The following useful data structures are included in the repository:

  • artega_sig.txt: list of genes comprising the 354-gene residual tumor signature (RTS) (Balko et al., 2012)

  • basal_signature.txt: list of genes (positive and negative associations), together with effect size (log fold-change) comprising the basal signature from the Normal Breast Signatures (Lim et al., 2009a)

  • cell_types_tab_S9.txt: the 1,112 classified cells and their corresponding cell type (as in Table S9 in the Supplement)

  • counts_celltypes_patient_1c.txt: the number of cells from each different cell type, per patient (as in fig. 1c)

  • counts_original.txt: counts matrix (as downloaded from GEO)

  • epithelual_cells_cluster.txt: the 868 epithelial cells and their assigned epithelial cluster (from 1 to 5)

  • fd_norm.txt: feature information on the 13,280 selected genes, such as: chromosome location (chromosome_name), start and end position, GC content, percent dropout (pct_dropout), mean expression across cells (mean_exprs), and others

  • genes_for_basal_vs_non_basal_tnbc_PNAS.txt: list of genes for the Intrinsic Basal signature (Sørlie et al., 2001); column Basal.epithelial.cell.enriched.cluster from the table

  • housekeepers.txt: list of 98 housekeeping genes compiled in Tirosh et al., 2016, to be used in data preprocessing, to remove sources of unwanted variation

  • Lehman_signature.txt: table with all genes characteristic of the 6 Lehmann signatures, together with direction of regulations and number of supporting samples from the original study.

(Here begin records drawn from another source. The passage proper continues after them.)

PR #1639, opened 2026-07-25
feat(ci): 10x write reduction — buildkitd cutover, lockfile-aware image selection, tmpfs workspaces

shepherdjerred:
Write-reduction core + pipeline-shape work from the 2026-07-25 CI efficiency
research (full context, budget math, and verification plan in
packages/docs/plans/2026-07-25_ci-write-reduction-impl.md; research in
packages/docs/logs/2026-07-25_ci-efficiency-research.md).

CI writes ~0.8-1 TiB/day (~99% of all box writes) onto the torvalds NVMe.
This PR attacks the largest remaining classes:

- **buildkitd cutover** — bake-images.sh builds on the persistent GC-bounded
  buildkitd (deployed idle by #1610; live-verified Running, 150Gi zfs-ssd-lz4
  PVC Bound) instead of a per-run docker-container builder in each pod's
  dind. Kills the per-pod image-graph write storm (dind was 3.8 TiB/7d). NEW
  NetworkPolicy restricts the plaintext gRPC port to the buildkite namespace.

The table includes the TNBCtype4 signatures (Lehmann et al., 2016)

  • LP_signature.txt: list of genes (positive and negative associations), together with effect size (log fold-change) comprising the luminal progenitor signature from the Normal Breast Signatures (Lim et al., 2009)

  • mammaprint_sig_new.txt: list of genes comprising the 70-gene prognostic signature (PS) (Van’t Veer et al., 2002a), also known as Mammaprint

  • mappings.RDS: RData with feature information on the 13,280 selected genes, hgnc_symbol, chromosome_name, start_position, end_position, gc, gene_short_name (a subset of the fd_norm.txt table)

  • markers_clean.txt: table with curated cell type markers (Table S7)

  • melanoma_cellcycle.txt: sets of relevant genes used for determining the cell cycle state of cells, as done in Tirosh et al., 2016

  • ML_signature.txt: list of genes (positive and negative associations), together with effect size (log fold-change) comprising the mature luminal signature from the Normal Breast Signatures (Lim et al., 2009)

  • order_samples_cnv.RDS: RData used for plotting, containing the order of cells in 2d, to be kept the same for 2e

  • original_clustering_epithelial.RDS: RData with the original cluster assignment (5 clusters) of epithelial cells in the manuscript, done with Monocle

  • original_clustering.RDS: RData with the original cluster assignment (9 clusters) for cell type identification in the manuscript, done with Monocle

  • pd_ct.RDS: RData with detailed phenotypic information on the 1,112 classified cells, such as quality control metrics (uniquely_mapped_percent - percent of uniquely mapped reads, insertion_length, deletion_length, total_reads, GC, and others), patient, sequencing batch (number_batch), cycling scores (mel_scores_g1s - score for the G1S phase, mel_scores_g2m - score for the G2M phase), assigned cell type (cell_types_cl_all)

  • pd_epith.RDS: RData with detailed phenotypic information on the 868 epithelial cells, including all features from the object pd_ct.RDS, together with the additional features, such as assignments to the Lehman signatures assignments_lehman_both, Normal signatures assignments_normsig_both, average expression under the MBS (zenawerb_avg_exprs), RTS (artega_avg_exprs), PS (mammaprint_avg_exprs) and Intrinsic Basal (basal_PNAS_avg_exprs) signatures

  • pd_norm.txt

  • qc_original.txt

  • RSEM_TPM_240_NormalCells.txt

  • tpm_original.txt: TPM matrix (as downloaded from GEO)

  • werb_49_metastasis_sig.txt

Tables

The tables contain lists of differentially expressed genes between epithelial clusters. allvs_i_ is a list of differentially expressed genes between the epithelial cells in cluster i, and all other epithelial cells.